• [Exercise description] Some lines hold the string "program". Copy all of them from the material that follows.

****

PR #86, opened 2019-05-24
[incubator/fluentd] Limit program names for papertrail to 32 characters

coreypobrien:
Papertrail requires `program` to be <= 32 chars: https://github.com/papertrail/remote_syslog_logger#default-program-name


dosullivan (approved):
Looks good to me, though I haven't had a chance to test it. Seems like it should be a safe change.

PR #92, opened 2019-06-14
update polaris to use minor versions

rbren:


sudermanjr (commented):
As long as Polaris is truly committed to non-breaking minor version changes, then this seems fine, but if it isn't, then I would really prefer to pin minor rather than major.

sudermanjr (approved):

PR #96, opened 2019-06-27
add audit configuration for Polaris

rbren:


stable/polaris/templates/audit.rbac.yaml
```diff
@@ -0,0 +1,95 @@
...
+  {{- end }}
+  labels:
+    app: polaris
+roleRef:
+  apiGroup: rbac.authorization.k8s.io
+  kind: Role
+  name: polaris-cleanup
+subjects:
+  - kind: ServiceAccount
+    name: polaris-audit
```
davekonopka: I think the name here should match the others: `{{ include "polaris.fullname" . }}-audit`

stable/polaris/templates/audit.job.yaml
```diff
@@ -0,0 +1,70 @@
...
+  template:
+    spec:
+      serviceAccountName: {{ include "polaris.fullname" . }}-audit
+      restartPolicy: Never
+      containers:
+      - command:
+        - polaris
+        - --audit
+        - --output-url
+        - {{ .Values.audit.outputURL }}
```
davekonopka: Can you add some info to the values file or to the readme describing what expected `outputURL` values look like?

davekonopka (approved):
A few minor comments in line. Otherwise 👍🏻

stable/polaris/templates/audit.job.yaml
endzyme: Agreed - this breaks installing by just setting `audit.enable=true` with the following error: 

```
UPGRADE FAILED
Error: error validating "": error validating data: ValidationError(Job.spec.template.spec.containers[0].command): unknown object type "nil" in Job.spec.template.spec.containers[0].command[3]
Error: UPGRADE FAILED: error validating "": error validating data: ValidationError(Job.spec.template.spec.containers[0].command): unknown object type "nil" in Job.spec.template.spec.containers[0].command[3]
```

endzyme: It may be a better error to add a `required` function if enabled is true. Example

```gotemplate
        - --output-url
        - {{ required "Must set audit.outputURL in values if you enable the audit job." .Values.audit.outputURL }}
        - --output-file
```

stable/polaris/templates/audit.job.yaml
```diff
@@ -0,0 +1,70 @@
...
+            drop:
+              - ALL
+        volumeMounts:
+        - name: config
+          mountPath: /opt/app/config.yaml
+          subPath: config.yaml
+          readOnly: true
+        - name: results
+          mountPath: /tmp/results
+      - name: cleanup
```
kimschles, line 55: Nick and I played around with this, and we found that this deletes the entire namespace. Is this the intended behavior?

stable/polaris/templates/audit.job.yaml
rbren: Thanks Nick! I didn't know about the `required` function - works much better now.

stable/polaris/templates/audit.job.yaml
rbren: Yeah that's intended, but perhaps a bit scary. I added a `cleanup` variable, which defaults to false.

rbren:
Thanks all for the feedback! I think I addressed everything.

endzyme (approved):
thanks again for syncing up on video!

PR #100, opened 2019-07-11
feat(stable:rbac-manager): Upgrade rbac-manager to latest version

oxyno-zeta:
Upgrade rbac-manager to latest version and some readability on README and values.

### DIFF
--- a/stable/rbac-manager/Chart.yaml
+++ b/stable/rbac-manager/Chart.yaml
@@ -1,6 +1,6 @@
 name: rbac-manager
-version: 1.1.2
-appVersion: 0.6.1
+version: 1.2.0
+appVersion: 0.7.0
 description: A Kubernetes operator that simplifies the management of Role Bindings and Service Accounts.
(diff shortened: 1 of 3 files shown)


stable/rbac-manager/Chart.yaml
```diff
@@ -1,6 +1,6 @@
 name: rbac-manager
-version: 1.1.2
-appVersion: 0.6.1
+version: 1.1.3
```
sudermanjr: Since this is a minor version change to the underlying app, can you please make this a minor version change in the chart?

sudermanjr (changes requested):
Since this is a minor version change to the underlying app, can you please make this a minor version change in the chart? I'm thiking 1.2.0 would be appropriate here.

oxyno-zeta:
Of course I can :) . Not a problem.
This is done.

sudermanjr (approved):
Thanks!

PR #102, opened 2019-07-18
fluentd chart to API v1

crmejia:
The API has changed. See: https://docs.fluentd.org/quickstart/update-from-v0.12
Might as well bite the bullet and migrated the chart to the new version. Breaking change as I renamed some values.

### DIFF
--- a/incubator/fluentd/README.md
+++ b/incubator/fluentd/README.md
@@ -17,12 +17,12 @@ Switching backends requires using a matching image as well as some backend-speci
 | `elasticsearch.port` | `443` |
 | `elasticsearch.scheme` | `https` |
 | `elasticsearch.extraArgs` | [] |
-| `elasticsearch.buffer_chunk_limit` | `5m` |
-| `elasticsearch.buffer_queue_limit` | `100` |
-| `elasticsearch.buffer_queue_full_action` | `exception` |
-| `elasticsearch.request_timeout` | `20s` |
+| `elasticsearch.chunk_limit_size` | `5m` |
+| `elasticsearch.chunk_limit_records` | `100` |
+| `elasticsearch.overflow_action` | `throw_exception` |
+| `elasticsearch.retry_timeout` | `20s` |
 | `elasticsearch.flush_interval` | `5s` |
-| `elasticsearch.num_threads` | `4` |
+| `elasticsearch.flush_thread_count` | `4` |
 
 
 ### Papertrail
@@ -30,7 +30,7 @@ Switching backends requires using a matching image as well as some backend-speci
 | Parameter | Default |
 | --------- | ------- |
 | `image.repository` | `fluent/fluentd-kubernetes-daemonset` |
-| `image.tag` | `v0.12.43-debian-papertrail` |
+| `image.tag` | `v1.4.2-debian-papertrail-1.1` |
 | `papertrail.enabled` | `true` |
 | `papertrail.host` | `logs3.papertrailapp.com` |
 | `papertrail.port` | `12785` |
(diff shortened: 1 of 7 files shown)


incubator/fluentd/values.yaml
```diff
@@ -33,13 +32,16 @@ papertrail:
...
-  extraArgs: []
 
 
 #####################
 ## Shared Settings ##
 #####################
 
+
+#plugin command extra args
+pluginExtraArgs: []
```
crmejia, line 44: I moved this one outside of Elastic as it can also be used by papertrail.

incubator/fluentd/files/papertrail.conf
```diff
@@ -29,9 +29,11 @@
 <match **>
   @type papertrail
   @id out_papertrail
-  num_threads 4
-  buffer_type    file
-  buffer_path    /var/log/fluentd-buffers-papertrail/fluentd-buffer
+  <buffer>
+    @type    file
+    path    /var/log/fluentd-buffers-papertrail/fluentd-buffer
+    flush_thread_count 4
```
dosullivan: Is there a reason for `flush_thread_count` to be hard-coded here, but not in the elasticsearch.conf file? Or could this have a templated value set from `values.yaml` as well?

incubator/fluentd/README.md
```diff
@@ -16,21 +16,20 @@ Switching backends requires using a matching image as well as some backend-speci
...
+| `elasticsearch.flush_thread_count` | `4` |
 
 
 ### Papertrail
 
 | Parameter | Default |
 | --------- | ------- |
 | `image.repository` | `fluent/fluentd-kubernetes-daemonset` |
-| `image.tag` | `v0.12.43-debian-papertrail` |
+| `image.tag` | `v1.4.2-debian-papertrail-1.1` |
```
dosullivan, line 32: We should update the image.tag value under the list of elasticsearch parameters too right?

incubator/fluentd/values.yaml
```diff
@@ -33,13 +32,16 @@ papertrail:
   enabled: false
```
dosullivan, line 32: Can the image.tag be updated here too (line 29), even though this is commented out? Would be good for consistency, to imply that the new version is the new minimum everywhere.

incubator/fluentd/files/elasticsearch.conf
```diff
@@ -5,18 +5,18 @@
...
+    @type memory
+    chunk_limit_size {{ .Values.elasticsearch.chunk_limit_size }}
+    chunk_limit_records {{ .Values.elasticsearch.chunk_limit_records }}
+    flush_interval {{ .Values.elasticsearch.flush_interval }}
+    flush_thread_count {{ .Values.elasticsearch.flush_thread_count }}
+    retry_forever
+    retry_wait 1s
+    retry_max_interval 60s
+    retry_timeout {{ .Values.elasticsearch.retry_timeout }}
+    overflow_action {{ .Values.elasticsearch.buffer_queue_full_action }}
```
dosullivan: I think this needs to be updated to `.Values.elasticsearch.elasticsearch.overflow_action` to line up with the values.yaml now, and with the updated parameter docs above

dosullivan (changes requested):
I think there's a couple parameters that need to be lined up still (see individual comments) but on whole this looks good to me!

incubator/fluentd/files/elasticsearch.conf
crmejia: that's a good catch!

PR #104, opened 2019-07-19
[stable/rbac-manager] Sync liveness/readiness and securitycontext

coreypobrien:
All these changes are from https://github.com/FairwindsOps/rbac-manager/blob/master/deploy/all.yaml


sudermanjr (approved):
Thanks!

PR #106, opened 2019-07-24
Adjustments for 0.4 (polaris PR 166)

endzyme:
- Added version bump to 0.4
- Added new RBAC rules


endzyme:
@kimschles @bobby-brennan this is ready for review now that the release is done and the tests are passing :D

rbren (approved):
I think the README needs an update with the new image tags, but otherwise LGTM

PR #5603, opened 2024-06-26
CLDSRV-549 restore 'git.commit-sha' and 'git.repository' labels

jonathan-gramain:
Add back the 'git.commit-sha' and 'git.repository' labels to pushed images, which were not attached anymore after the change of registry.

### DIFF
--- a/.github/workflows/tests.yaml
+++ b/.github/workflows/tests.yaml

****

• [Answer space]
[incubator/fluentd] Limit program names for papertrail to 32 characters
Papertrail requires `program` to be <= 32 chars: https://github.com/papertrail/remote_syslog_logger#default-program-name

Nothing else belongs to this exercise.